小学生にだって難しすぎる絵本なのである。
「ねこ」は生きては死に、生きては死に、を繰り返す。生きるたびに飼い主や友達との出会いがある。そして事故や病気で死ぬ。だがまた生きるチャンスを与えられるのかなんだか知らないが、再びこの世に返り咲いて生きる。それを百万回もやってきた。一回の生は数年間に及ぶはずであるから、年数でいうと数百万年生きている。化け猫である。しかし、それはこの本の主題ではない。ここらへんで、子どもは本書理解への挑戦に挫折する。これは化け猫の話ではない。だとすればなんだ? 百万回めに「ねこ」は恋をする。これが大きなポイントなのだが、いかんせんほんものの恋とか生き甲斐とかに出会う前の子どもたちにとっては、たとえば自分の両親などに照らして、やっと結婚したんか、くらいにしか受け取れない。
「ねこ」は生を全うしてほんものの死に至る。
やっと、死んでもいい境地に達した。
やっと、死なせてもらえるくらいの役割を果たした。
本書は「ねこ」をつかって天寿を全うして召されることの幸せを描いているのである。この「ねこ」の気持ちがわかるには、やはり「天寿を全うする直前」に至る必要があろう。
本書は、だから、じつにさまざまな年齢の人々に読まれているし、十人十色の受け止めかた、感想が生ずるのも当然なのである。ウチの子は今のところ好きではないけれど、彼女の同級生には感動した子もいたかもしれない。

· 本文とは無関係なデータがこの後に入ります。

PR #496, opened 2019-01-16
Lee Lichtsinn / auth-i

leelichtsinn:
installed dependencies
created basic server
@47analogy


leelichtsinn:
added users schema
added dbConfig
added register route to create new user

中学校に入ってからは、なんと道徳の時間に本書が取り上げられたという。たしか1年のときにはほかの本と一緒に紹介されて、生と死、老いのことについて話し合ったとかなんとかいっていた。さらに、3年になってまた取り上げられ、道徳は担任の受け持ちなので、あの嶋先生が例の調子で授業をしたそうである。

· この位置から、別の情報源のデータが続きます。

PR #498, opened 2019-01-16
Michael Littleton - Auth I

mglittleton:


data/migrations/20190116214902_users.js
```diff
@@ -0,0 +1,14 @@
+exports.up = function(knex, Promise) {
+  knex.schema.createTable("users", table => {
+    table.increments();
+    table
```
Raymondgrc: Good styling and schema set up.

index.js
```diff
@@ -0,0 +1,36 @@
+const express = require("express");
```
Raymondgrc: I also like the division between imports and server settings here.

index.js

「嶋先生は通りいっぺんのきれいごとばっかりの発言とか嫌いやねん」
「そやろな」
「そやから、誰かがいわはってん、ねこは最後に死ぬことへの恐怖を克服したんだと思います、とか。ほかにも、そういう真面目な答え、ゆわはった人、何人かいて」
「へーーーえ!!!」
「そしたら嶋先生、ほんまか、ほんまにこの絵本読んでそんな感想もったんか、どこ読んでそんなふうに思たんか教えてくれ、とかゆわはんねん」
「いけずやなあ、しまぴょん」
「みんな、しどろもどろ」
「そやなあ。あんたは何かいうたん?」
「ウチの猫がこんな猫やったら嫌やなあと思いました、って」
「ストレート過ぎるな、それは」
「なんで嫌なん、って聞かれたし、ウチの猫は、赤ちゃんのときにウチに来てそれからずっと一緒にいるのに、もし、私の知らないところでそんなにたくさん生きたり死んだりの経験いっぱいしてるなんて想像できひんし、してみても気持ち悪い、って答えた」
我が娘は正直である(笑)。表面的なストーリーしか追えていないことの証左だが、やはり、中学生にすら難しい絵本なのだ。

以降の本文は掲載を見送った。